1. nominated defendants (unconvicted alleged perpetrators) will continue not to be informed that an application has been made for compensation on the basis of their conduct;
2. nominated defendants will therefore not be permitted to provide evidence to the compensation assessors, including both documentary and oral to show that an award should not be made;
3. applicants (alleged victims) will continue not to be required to be cross-examined in relation to their allegations?

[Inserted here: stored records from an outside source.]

PR #271, opened 2022-05-12
Improve keyboard a11y of time fields in datetime pickers

sushmi21:
Improved the accessibility of DateTime pickers.

Success Criteria:
- The DateTime Pickers should be keyboard accessible

How to test:
- You can use this endpoint to test this PR: https://endpoint-dev-v4.cognigy.ai/599d6418ab91a6f455920996c53347e2a13d660ea1652707ab77bb0ff469a41b
- Test all the Date pickers and DateTime pickers by navigating them using 'TAB' and 'SHIFT +TAB' keys
Previously, you will not be able to navigate out of the time input field (keyboard trap). This should be fixed now

### DIFF
--- a/package-lock.json
+++ b/package-lock.json
@@ -4722,9 +4722,8 @@
     },
     "node_modules/cypress-real-events": {
       "version": "1.7.0",
-      "resolved": "https://cognigy.pkgs.visualstudio.com/_packaging/cognigy-feed/npm/registry/cypress-real-events/-/cypress-real-events-1.7.0.tgz",
-      "integrity": "sha1-rWp43jOvOvDmQ39ccT4waRxERyw=",
-      "license": "MIT",
+      "resolved": "https://registry.npmjs.org/cypress-real-events/-/cypress-real-events-1.7.0.tgz",
+      "integrity": "sha512-iyXp07j0V9sG3YClVDcvHN2DAQDgr+EjTID82uWDw6OZBlU3pXEBqTMNYqroz3bxlb0k+F74U81aZwzMNaKyew==",
       "peerDependencies": {
         "cypress": "^4.x || ^5.x || ^6.x || ^7.x || ^8.x || ^9.x"
       }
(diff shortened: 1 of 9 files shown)


pedily:
Let's add tests for this as well.
I found an article that describes how we could test keyboard navigation and its outcome with cypress:
https://glebbahmutov.com/blog/test-app-using-the-keyboard/#deleting-the-first-item

sushmi21:
> Let's add tests for this as well. I found an article that describes how we could test keyboard navigation and its outcome with cypress: https://glebbahmutov.com/blog/test-app-using-the-keyboard/#deleting-the-first-item

Very useful library for a11y testing. Thanks for suggesting it. :)

sushmi21:
I am not very sure why test runs fail saying 'Unable to authenticate'.  I don't have issues running the tests locally

package-lock.json
```diff
@@ -4763,6 +4720,15 @@
         "node": ">=12.0.0"
       }
     },
+    "node_modules/cypress-real-events": {
+      "version": "1.7.0",
+      "resolved": "https://cognigy.pkgs.visualstudio.com/_packaging/cognigy-feed/npm/registry/cypress-real-events/-/cypress-real-events-1.7.0.tgz",
```
pedily, line 4725: Please reinstall this without your `.npmrc` redirecting it to a private repo

sushmi21: Fixed. thanks!

pedily:
@sushmi21 I created a separate request item to handle the "access to the webchat root element" now. It's recurring in many places and it makes our code more vulnerable to inconsistencies.

If a customer has a `<div id="webchatWindow"></div>` on their page, this _breaks_ our webchat.

sushmi21:
> @sushmi21 I created a separate request item to handle the "access to the webchat root element" now. It's recurring in many places and it makes our code more vulnerable to inconsistencies.
> 
> If a customer has another `<div id="webchatWindow"></div>` on their page, this _breaks_ our webchat when we use `document.querySelector`. Instead, having access to a ref of the webchat root element would be safer. `rootElement.querySelector` would take away the risk of "searching in the wrong place"

Since you have created a new ticket, should we just merge this? Or do you want me to handle it in this PR?

PR #482, opened 2020-08-11
Add commit --allow-empty-message option and fix empty message parsing in process_commit_log_data

### LINKED ISSUE #481: Incorrect log if repo contains commits with empty message
### Subject of the issue
If repository contains commit made by `git commit --allow-empty --allow-empty-message -m ""` log return incorrect commits history. Returned history starts from this commit with empty message.

### Your environment
```
$ git --version
git version 2.20.1
```
```
$ sudo gem install git     
Successfully installed git-1.7.0
```
```
$ ruby --version 
ruby 2.5.5p157 (2019-03-15 revision 67260) [x86_64-linux-gnu]
```

### Steps to reproduce
Create testing git repository:
```
mkdir test
cd test
git init
git commit -m "test" --allow-empty
git commit -m "test2" --allow-empty
git commit -m "" --allow-empty --allow-empty-message
git commit -m "test3" --allow-empty
```
Get real commit history:
```
$ git log | tee test
commit fc940fc8858011566d6a16076d01bcf189955b37
Author: ...
Date:   Mon Aug 10 17:34:10 2020 +0300

    test3

commit 58dc8ed01e328ea4cea39b28a01aa4500be5e385
Author: ...
Date:   Mon Aug 10 17:34:02 2020 +0300

commit 458f6e6b9305df15a9c23c3dffaf7448d917c72f
Author: ...
Date:   Mon Aug 10 17:33:43 2020 +0300

    test2

commit 9dd305fe98ef19385906e39cdb31ee7696f53e03
Author: ...
Date:   Mon Aug 10 17:33:37 2020 +0300

    test
```
Create test ruby script (named test.rb):
```ruby
require "git"

g = Git.open("~/test")

g.log.to_a.each do |com|
   puts com.sha 
end
```
Call it:
```
$ ruby test.rb                                                 
fc940fc8858011566d6a16076d01bcf189955b37
58dc8ed01e328ea4cea39b28a01aa4500be5e385
```
As we can see this is not all commit history.

### Expected behaviour
Retrieving complete commit history

### Actual behaviour
The commit history is truncated from a commit with an empty message

kpd200081:

### Description
If the commit doesn't contain a message, parsing the output of "git log"
results in an error, which occures because the end of the commit message
can't be detected.

fixes #481

### DIFF
--- a/lib/git/lib.rb
+++ b/lib/git/lib.rb
@@ -243,6 +243,8 @@ module Git
           next
         end
 
+        in_message = false if in_message && line[0..3] != "    "
+
         if in_message
           hsh['message'] << "#{line[4..-1]}\n"
           next
@@ -559,9 +561,10 @@ module Git
     #  :author
     #  :date
     #  :no_verify
+    #  :allow_empty_message
     #
     # @param [String] message the commit message to be used
-    # @param [Array] opts the commit options to be used
+    # @param [Hash] opts the commit options to be used
     def commit(message, opts = {})
       arr_opts = []
       arr_opts << "--message=#{message}" if message
@@ -571,6 +574,7 @@ module Git
       arr_opts << "--author=#{opts[:author]}" if opts[:author]
       arr_opts << "--date=#{opts[:date]}" if opts[:date].is_a? String
       arr_opts << '--no-verify' if opts[:no_verify]
+      arr_opts << '--allow-empty-message' if opts[:allow_empty_message]
 
       command('commit', arr_opts)
     end
--- a/tests/units/test_commit_with_empty_message.rb
+++ b/tests/units/test_commit_with_empty_message.rb
@@ -1,0 +1,25 @@
+#!/usr/bin/env ruby
+require File.dirname(__FILE__) + '/../test_helper'
+
+class TestCommitWithEmptyMessage < Test::Unit::TestCase
+  def setup
+    set_file_paths
+  end
+
+  def test_without_allow_empty_message_option
+    Dir.mktmpdir do |dir|
+      git = Git.init(dir)
+      assert_raises Git::GitExecuteError do
+        git.commit('', { allow_empty: true })
+      end
+    end
+  end
+
+  def test_with_allow_empty_message_option
+    Dir.mktmpdir do |dir|
+      git = Git.init(dir)
+      git.commit('', { allow_empty: true, allow_empty_message: true})
+      assert_equal(1, git.log.to_a.size)
+    end
+  end
+end
--- a/tests/units/test_log.rb
+++ b/tests/units/test_log.rb
@@ -78,5 +78,17 @@ class TestLog < Test::Unit::TestCase
       @git.log.object('no-exist.txt').size
     end
   end
-  
+
+  def test_log_with_empty_commit_message
+    Dir.mktmpdir do |dir|
+      git = Git.init(dir)
+      expected_message = 'message'
+      git.commit(expected_message, { allow_empty: true })
+      git.commit('', { allow_empty: true, allow_empty_message: true })
+      log = git.log
+      assert_equal(2, log.to_a.size)
+      assert_equal('', log[0].message)
+      assert_equal(expected_message, log[1].message)
+    end
+  end
 end


kpd200081:
@rvodden @perlun @tarcinil, please can somebody review this pull request?

PS: build passed https://travis-ci.org/github/ruby-git/ruby-git/builds/716900598, I'm not sure why the status is not updating

jcouball:

jcouball:
@kpd200081 can you please add a failing test that this change fixes?

You should probable create your own test fixture instead of changing existing fixtures. If you don't have time to figure this out, I can help out -- just let me know.  Here is what I told someone else:

> Reusing the default test fixture (test/files/working/dot_git) breaks tests that don't have anything to do with the change you are making. To me this is tech debt that is piling up with each change like this one. The next PR might have to correct all the same tests plus the new ones introduced in this PR. Additionally, I think merge conflicts will be more of a problem if everyone is trying to change the same test fixture for their tests.
> 
> You can see an example of using a different fixture in `tests/units/test_diff_non_default_encoding.rb` for using the fixture `tests/files/encoding`.  It would probably be good to create a new git working copy setup just for your test instead of copying an existing one that has a lot of setup for other things.

kpd200081:
@jcouball, I'm not sure if a test is needed for this case. 

Anyway, I'm not familiar with Ruby tests, so if you think it's necessary it would be nice if you could help with that.

kpd200081:
@jcouball I added a test that falling without this fix, but I had to change the `commit` method a bit, take a look please

As we can see in travis it fail because run on published version of gem (I don't know why, locally I have same behavior)

lib/git/lib.rb
```diff
@@ -571,6 +574,7 @@ def commit(message, opts = {})
       arr_opts << "--author=#{opts[:author]}" if opts[:author]
       arr_opts << "--date=#{opts[:date]}" if opts[:date].is_a? String
       arr_opts << '--no-verify' if opts[:no_verify]
+      arr_opts |= opts[:raw_opts] if opts.key?(:raw_opts)
```
jcouball: It seems like the convention (and I'm not giving an opinion if the convention is good or bad) is to add an option `:allow_empty_message` instead of passing in an array of "raw options" to allow for this option.

What do you think about sticking with that convention and changing this line to (this is my untested guess):

```Ruby
arr_opts << '--allow_empty_message' if opts[:allow_empty_message]
```

and then update the documentation accordingly.

Also, isn't the documentation for `opts` wrong?  Should it say that a Hash is expected instead of an Array?

tests/units/test_log_empty_message.rb
```diff
@@ -0,0 +1,18 @@
+#!/usr/bin/env ruby
+require File.dirname(__FILE__) + '/../test_helper'
+
+class TestLogEmptyMessage < Test::Unit::TestCase
+  def setup
+    set_file_paths
+  end
+  
+  def test_repo_with_empty_commit
```
jcouball: I think this test name should be changed to `test_repo_with_empty_commit_message` since empty commit is something different.

For this functionality, I would think to do two tests:
1. 
a test that does not have a commit message and does not use the `:allow_empty_message` option
2. a test that does not have a commit message and DOES use the `:allow_empty_messages` option

Since the `:allow_empty` and `:allow_empty_message` options are so similar, I found the use of the `:allow_empty` option in this particular test confusing. I'll leave it up to you if you want to do anything about this.

kpd200081: >I think this test name should be changed to `test_repo_with_empty_commit_message` since empty commit is something different.

oh, year, I did misspell here

>Since the :allow_empty and :allow_empty_message options are so similar, I found the use of the :allow_empty option in this particular test confusing. I'll leave it up to you if you want to do anything about this.

`:allow_empty` just allow commit without changes, so it was added to both commits

lib/git/lib.rb
kpd200081: I think about it and decide that `:allow_empty_message` will be really rare used, at the other hand `:raw_opts` can be used for different purposes

>Also, isn't the documentation for opts wrong? Should it say that a Hash is expected instead of an Array?

Year, it definitely Hash, should we fix it in this Pull Request?

>It seems like the convention

It's not convention, just array appending

tests/units/test_log_empty_message.rb
kpd200081: >a test that does not have a commit message and does not use the `:allow_empty_message` option

we can't commit without this option, this results in an error in `git` and test failure

lib/git/lib.rb
jcouball: I believe we should change this to follow the convention of using specific hash keys for passing options (passing `:allow_empty_message` instead of `:raw_opts`)

One reason for this convention is to constrain how use this gem is used so users don't give combinations of options that this gem wouldn't respond well to. This is how the rest of the Git gem interface works. I don't see a reason to violate this convention just for this case. After all, isn't `:allow_empty` just as rarely used?  Why give two different ways for passing arguments?

kpd200081:
@jcouball I apply suggestions to test name and `opts` type documentation, also I reply to other questions.

lib/git/lib.rb
kpd200081: Ok, you convinced me

tests/units/test_log_empty_message.rb
kpd200081: So, as test without `:allow_empty_message` can't work because of `git` internal error, can we resolve this?

kpd200081:
@jcouball should I rebase it?

kpd200081:
@jcouball I fix commit author and rebase to remove merge commit, now  I think nothing block from accepting PR.

PR #485, opened 2020-09-02
Allow push options

liger1978:
Signed-off-by: harbottle <harbottle@room3d3.com>

- [ ] Ensure all commits include DCO sign-off.
- [ ] Ensure that your contributions pass unit testing.

### Description
Accept array of push_options in opts to "push" method: https://git-scm.com/docs/git-push#Documentation/git-push.txt---push-optionltoptiongt


lib/git/lib.rb
```diff
@@ -789,6 +789,9 @@ def push(remote, branch = 'master', opts = {})
       arr_opts << '--mirror'  if opts[:mirror]
       arr_opts << '--delete'  if opts[:delete]
       arr_opts << '--force'  if opts[:force] || opts[:f]
+      if opts[:push_options]
+       arr_opts.concat(opts[:push_options].map { |push_option| ['--push-option', push_option] }.flatten)
+      end
```
jcouball, line 831: When I look at the rest of `Git::Lib`, I notice the mapping from `opts` to `arr_opts` where the `opts` value can multi-valued is inconsistently implemented. 

What do you think about providing a common way of doing multi-valued options:

```Ruby
def multi_valued_opt(opt, values)
  Array(values).map { |value| [opt, value] }.flatten
end
```

This implementation uses `Array(...)` so that the value for (for example) `opts[:push_options]` can be either a single object or an Array or any object that knows how to convert itself into an array.

and then implementing `--push-option` with this line:

```Ruby
arr_opts += multi_valued_opt('--push-option', opts[:push_options]) if opts[:push_options]
```

The hope would be that other instances of this pattern would adopt `multi_valued_opt` to make their code more understandable.

liger1978:
@jcouball sounds sensible. Can you merge this in the meantime though please?

jcouball:
Fair enough.  It might be better to introduce `multi_valued_opt` in a separate PR. In order to accept this PR, you will need to (1) add a test, (2) add documentation, and (3) squish commits into one commit.

For testing, I'd expect just one test that makes sure the command line gets built correctly for `push` when the `:push_options` option is given. This will help when the next PR transforms the implementation to use something like `multi_valued_opt`.

For documentation, updating the README.md with an example is sufficient.  Adding full YARD documentation to Git::Lib#push would be a bonus.

liger1978:
I don't have time to do all the tests and docs you want, so closing this. I have forked for my purposes.

PR #487, opened 2020-09-07
Simplify git commands

hatkyinc2:
### Description
`git -C` to replace the confusing pair of `--git-dir` and `--work-tree`

### DIFF
--- a/lib/git/lib.rb
+++ b/lib/git/lib.rb
@@ -993,8 +993,7 @@ module Git
 
     def command(cmd, opts = [], chdir = true, redirect = '', &block)
       global_opts = []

These procedures are contrary to the rules of natural justice or procedural fairness which require that nominated defendants be notified of any hearing in which their name is mentioned and that they be given an opportunity to present evidence as to why an award should not be made.[Kioa v West [1985] HCA 81 at 576 and 582 (per Mason J); Haoucher v Minister of State for Immigration and Ethnic Affairs [1990] HCA 22, 169 CLR 648 at 653 (per Deane J);Re Minister for Immigration and Multicultural Affairs; Ex parte Miah [2001] HCA 22; Annetts v McCann (1990) HCA 57 at 598 (per Mason CJ, Deanne and McHuge JJ); Ainsworth v The Criminal Justice Commission (1992) HCA 10 at 571–572 and 574–576 (per Mason CJ, Dawson, Toohey and Gaudron JJ.] This recognises the reputational interest of a person who is at risk of a finding by the Tribunal that they have committed an act of violence. Dr Ian Freckleton SC opined:

"Just as a person's reputation can be adversely affected by findings of fact in a coroner's court, so too can they be by a finding on the balance of probabilities in a crimes compensation forum that a criminal offense has been committed."
— Dr Ian Freckleton SC

The International Covenant on Civil and Political Rights (ICCPR) to which Australia is a signatory also requires governments to honour the following policies:
a) All persons shall be equal before the courts and tribunals: Article 14
b) Everyone shall have the right to recognition everywhere as a person before the law: Article 16
c) There is Right to Privacy, family, home, correspondence, honour and reputation: Article 17
d) All persons are equal before the law and are entitled without any discrimination to the equal protection of the law: Article 26

1. No mechanism will be provided by the Liberal government to allow unconvicted persons to challenge compensation findings over the last 24 years in which their name was submitted as a perpetrator, but which, like the late John Marsden were never notified of the compensation hearing and therefore denied of any opportunity to present evidence as to why the award should not have been made.

Given the extensive review that has taken place in relation to Victims Compensation and the inconsistent result in the Marsden case reviewed above, some may consider the lack of detail in relation to the procedures to be followed by the new scheme as a major oversight.